Thanks for your response,

@haomingz It is possible that the server was originally set up using a localhost worker, but this arrangement is no longer compatible with your network configuration. Someone may have later run the cryosparcw connect command under the root account.
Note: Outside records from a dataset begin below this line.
PR #1012, opened 2022-01-05
Feature/hourly set updates

durch:
---
edit by @jstuczyn:
At the time of writing this comment, all the code changes should already be implemented. The only remaining things include writing new unit tests for the changed code in the mixnet smart contract and fix inevitable bugs, however, I feel the PR could already be opened for review while those are being written, so that it could go through QA more quickly.

Speaking of QA, there's couple of significant changes/additions:
- the rewarding procedure has been simplified. The old steps included sending `begin_mixnode_rewarding` transaction, followed by actual rewarding txs and finally finished with `finish_mixnode_rewarding`. This has gone away in favour of simply just having the rewarding txs, since it should no longer be possible to abuse as the contract itself stores the information about the current epoch. Plus we don't really need the block height anymore. However, one note is that there's a new `advance_epoch` tx that should be called after each reward cycle that advances the current epoch stored in the contract. Note: it cannot be called (well, it can but it will fail), until the epoch has actually finished (according to the BFT tendermint time). This is to prevent a malicious validator from quickly advancing epochs in order to reward particular node many times in a short span of time. 
- note: on startup, the validator API (in theory, I haven't tested it locally yet), should grab the currently stored epoch [in the smart contract], compare it with what should be the actual value [according to tendermint BFT time] and successively advance it and, if possible, i.e. if it has available measurements, distribute rewards for those past epochs. 
- there's a new `WriteRewardedSet` tx (which was the main purpose of this PR), that allows the permitted validator to write the rewarded set to the smart contract. Note that again, it cannot be called too often or it will be rejected. Perhaps for testing sake those constants should temporarily be set to some rather low values.

Mental note to check before merging/during QA:
- if validator API gets restarted, does it serve exactly the same active/rewarded sets as before the restart?


common/cosmwasm-smart-contracts/mixnet-contract/src/epoch.rs
```diff
@@ -33,6 +34,8 @@ impl Epoch {
     /// Returns the last epoch.
     pub fn previous_epoch(&self) -> Self {
         Epoch {
+            // TODO: is saturating_sub what we really want? perhaps we want to return an Option instead?
```
durch: I agree, returning an Option here would be nicer...

common/cosmwasm-smart-contracts/mixnet-contract/src/msg.rs
```diff
@@ -12,6 +12,7 @@ pub struct InstantiateMsg {
     pub rewarding_validator_address: String,
 }
 
+// TODO: We've removed JsonSchema derive from here due to Epoch, it needs to be put back
```
durch: Can we remove this TODO?
```suggestion
```

common/cosmwasm-smart-contracts/mixnet-contract/src/msg.rs
```diff
@@ -85,8 +76,14 @@ pub enum ExecuteMsg {
...
         owner: String,
     },
+    WriteRewardedSet {
+        rewarded_set: Vec<IdentityKey>,
+        expected_active_set_size: u32,
+    },
+    AdvanceCurrentEpoch {},
 }
 
+// TODO: See comment above for JsonSchema derive
```
durch: Same, as above
```suggestion
```

contracts/mixnet/src/epoch/queries.rs
```diff
@@ -0,0 +1,422 @@
...
+
+pub fn query_current_rewarded_set_height(storage: &dyn Storage) -> Result<u64, ContractError> {
+    Ok(storage::CURRENT_REWARDED_SET_HEIGHT.load(storage)?)
+}
+
+fn query_rewarded_set_at_height(
+    storage: &dyn Storage,
+    height: u64,
+    start_after: Option<IdentityKey>,
+    limit: u32,
```
durch: Should there be a default limit  implementation here, like we have below?

contracts/mixnet/src/epoch/storage.rs
```diff
@@ -0,0 +1,114 @@
...
+use cw_storage_plus::{Item, Map};
+use mixnet_contract_common::{Epoch, IdentityKey, RewardedSetNodeStatus};
+
+// type aliases for better reasoning for storage keys
+// (I found it helpful)
+type BlockHeight = u64;
+type EpochId = u32;
+
+// TODO: those values need to be verified
+pub(crate) const REWARDED_NODE_DEFAULT_LIMIT: u32 = 1000;
```
durch:
```suggestion
pub(crate) const REWARDED_NODE_DEFAULT_PAGE_LIMIT: u32 = 1000;
```

contracts/mixnet/src/epoch/storage.rs
```diff
@@ -0,0 +1,114 @@
...
+pub(crate) const REWARDED_NODE_MAX_LIMIT: u32 = 1500;
```
durch:
```suggestion
pub(crate) const REWARDED_NODE_MAX_PAGE_LIMIT: u32 = 1500;
```

durch (commented):
Code looks good overall, I need to spend some more time thinking through the conceptual rewarding, so I might come back with comments :)

contracts/mixnet/src/epoch/queries.rs
```diff
@@ -0,0 +1,422 @@
...
+    height: Option<u64>,
+    start_after: Option<IdentityKey>,
+    limit: Option<u32>,
+) -> Result<PagedRewardedSetResponse, ContractError> {
+    let height = match height {
+        Some(height) => height,
+        None => query_current_rewarded_set_height(storage)?,
+    };
+    let limit = limit
+        .unwrap_or(storage::REWARDED_NODE_DEFAULT_LIMIT)
```
durch:
```suggestion
        .unwrap_or(storage::REWARDED_NODE_DEFAULT_PAGE_LIMIT)
```

contracts/mixnet/src/epoch/queries.rs
```diff
@@ -0,0 +1,422 @@
...
+        .min(storage::REWARDED_NODE_MAX_LIMIT);
```
durch:
```suggestion
        .min(storage::REWARDED_NODE_MAX_PAGE_LIMIT);
```

contracts/mixnet/src/epoch/queries.rs
jstuczyn: So this function is kinda an artifact of experimentation with different kinds of queries and trying to extract common code. If you notice, this function is not public and is only used internally by `query_rewarded_set`. So I guess the question is: should those be combined together or left separated as they are now

jstuczyn:
> Code looks good overall, I need to spend some more time thinking through the conceptual rewarding, so I might come back with comments :)

Yeah, I'm scared whenever I have to touch anything to do with rewarding, however, I think this simplification shouldn't have any negative consequences, though I can't really prove it empirically

contracts/mixnet/src/epoch/queries.rs
durch: I'm ok with it being separate, I'm thinking that someone will start using it in a different place, and then the lack of a default limit will bite us :)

Running cryosparcm or cryosparcw accounts as root should be avoided for important reasons (details).
In this case, you may want to (all commands as user cryosparc):

  1. ensure master and worker versions match:
    cat /app/apps/rhel8/cryosparc/cryosparc_master/version
    cat /app/apps/rhel8/cryosparc/cryosparc_worker/version
    
  2. determine the base port number of your CryoSPARC instance:
    grep CRYOSPARC_BASE_PORT /app/apps/rhel8/cryosparc/cryosparc_master/config.sh
    
  3. remove the current default scheduler lane (guide)
    cryosparcm cli "remove_scheduler_lane('default')"
    
  4. reconnect the worker, replacing 99999 with the base port determined earlier (guide)
    /app/apps/rhel8/cryosparc/cryosparc_worker/bin/cryosparcw connect --worker RDLR0027.ddns.med.umich.edu --master RDLR0027.ddns.med.umich.edu --ssdpath /data2/cryosparc_cache --port 99999
    

Does this help?

It worked! Thank you very much. I greatly appreciate your help.